Recent specials have been bright and lovely. A cold beet soup, which had the consistency of a puree rather than a liquid, came to the table an astonishing shade of fuchsia, topped with a dollop of mascarpone cheese. The dish was seasoned perfectly, the sweetness of the beets offset with the spike of cayenne, delicious despite the slightly disconcerting baby-food viscosity. The kitchen knows how to handle its fish specials as well, usually opting for lemon-based, classic northern Italian sauces. Olives and artichokes frequently take a central role.

There are uneven moments here and there. The crostoni pomodori, two slices of grilled bread under grilled cherry tomatoes with garlic and basil, was flabby and under-salted. The heat of the grill had taken the freshness out of the tomatoes, and the lack of salt, sparsity of basil, and crunchy, undercooked slices of garlic had done little to revamp the fruit. Conversely, a ravioli of braised short ribs would have been deep and delicious if it weren’t swimming in salt.

The other disappointment came during dessert, where a chocolate cake made with ground almonds was gritty on the tongue, and a goat cheese cake was mealy rather than creamy. The only worthy option I found was a cannoli, a pastry more suited for an afternoon treat than an after-diner luxury. But paired with an espresso (there is no regular coffee, just espresso — no complaints here), it’s a charming finish to a meal.

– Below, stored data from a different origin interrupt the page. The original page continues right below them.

PR #184, opened 2023-07-10
feat: add alias tactic

fgdorais:
Move from Mathlib


Std/Tactic/Alias.lean
```diff
@@ -0,0 +1,204 @@
...
+/-- Like `++`, except that if the right argument starts with `_root_` the namespace will be
+ignored.
+```
+appendNamespace `a.b `c.d = `a.b.c.d
+appendNamespace `a.b `_root_.c.d = `c.d
+```
+
+TODO: Move this declaration to a more central location.
+-/
+def appendNamespace (ns : Name) : Name → Name
```
fpvandoorn, line 69: Maybe this should be moved to a central location in Std? Other than that, LGTM

fpvandoorn (approved):

Std/Tactic/Alias.lean
digama0: or in lean... I know this is reimplemented at least 3 times in lean core

fgdorais: I'm happy to change this given a pointer to an implementation in core.

fgdorais: I couldn't find this exact thing in core but I did simplify the definition a bit.

fgdorais: There is now a PR in core: [lean4#2341](https://github.com/leanprover/lean4/pull/2341).

fgdorais:
I added support for protected aliases and I added a Mathlib patch.

fgdorais:
Obsoleted by #200

PR #185, opened 2023-07-12
feat: make the unreachable tactic linter complain if tactics are called with no goals remaining

alexjbest:


fgdorais (approved):

digama0:
The unreachableTactic linter already has a whitelist for tactics that are supposed to be unreachable (like the `unreachable` tactic, or the body of the `stop` tactic). Things like `tada` and `done` would similarly be whitelisted from the noGoals linter.

fgdorais:

PR #191, opened 2023-07-21
feat: golf proof of `Int.eq_ofNat_of_zero_le`

chabulhwi:


Std/Data/Int/Lemmas.lean
```diff
@@ -581,7 +581,7 @@ protected theorem le_total (a b : Int) : a ≤ b ∨ b ≤ a :=
 theorem ofNat_zero_le (n : Nat) : 0 ≤ (↑n : Int) := ofNat_le.2 n.zero_le
 
 theorem eq_ofNat_of_zero_le {a : Int} (h : 0 ≤ a) : ∃ n : Nat, a = n := by
-  have t := le.dest_sub h; simp [Int.sub_eq_add_neg] at t; exact t
+  have t := le.dest_sub h; rw [Int.sub_zero] at t; exact t
```
fgdorais, line 584: You can also use `rwa`: `have t := le.dest_sub h; rwa [Int.sub_zero] at t`

chabulhwi: @fgdorais Thanks for the heads-up!

fgdorais (approved):

PR #225, opened 2023-08-21
fix: merge conflicts bot on forks

fgdorais:
Since forks have a read-only token, the bot fails every time it is run on a fork. Setting `continueOnMissingPermissions` makes that failure quiet.

### DIFF
--- a/.github/workflows/merge_conflicts.yml
+++ b/.github/workflows/merge_conflicts.yml
@@ -13,3 +13,4 @@ jobs:
         with:
           dirtyLabel: "merge-conflict"
           repoToken: "${{ secrets.MERGE_CONFLICTS_TOKEN }}"
+          continueOnMissingPermissions: true


semorrison:
Ah, that's unfortunate. I guess we could give the merge conflict bot maintainer permissions? (As most people will leave the box checked that gives maintainers the ability to write to PR branches even from forks.)

@digama0, what is your preference here?

digama0:
I don't really understand the alternatives being considered. It seems fine if the merge conflict bot doesn't run on forks, what does it need to do on a fork?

Enoteca Carbonari could be just a tad more user-friendly. The lunch and dinner format makes just hanging out seem inappropriate until late in the evening, when the drinking really gets going. It’s a shame the meats and cheeses aren’t available all day. The lunch rush can be hectic, and because of customer demand and location, the restaurant needs to act like a Midtown lunch spot rather than an enoteca for those busy hours, and the meats and cheeses become a burden on the kitchen. I’m assuming that location is also the reason they are closed on Sunday, which is also a shame. Sunday is the day when taking time over a bottle of wine with friends makes the most sense. But the restaurant offers enough things to take pleasure in that it’s hard to complain. The pleasures of getting lost in a wine list, and the small ecstasies of a rich cheese or a simply roasted pig are what eating is all about.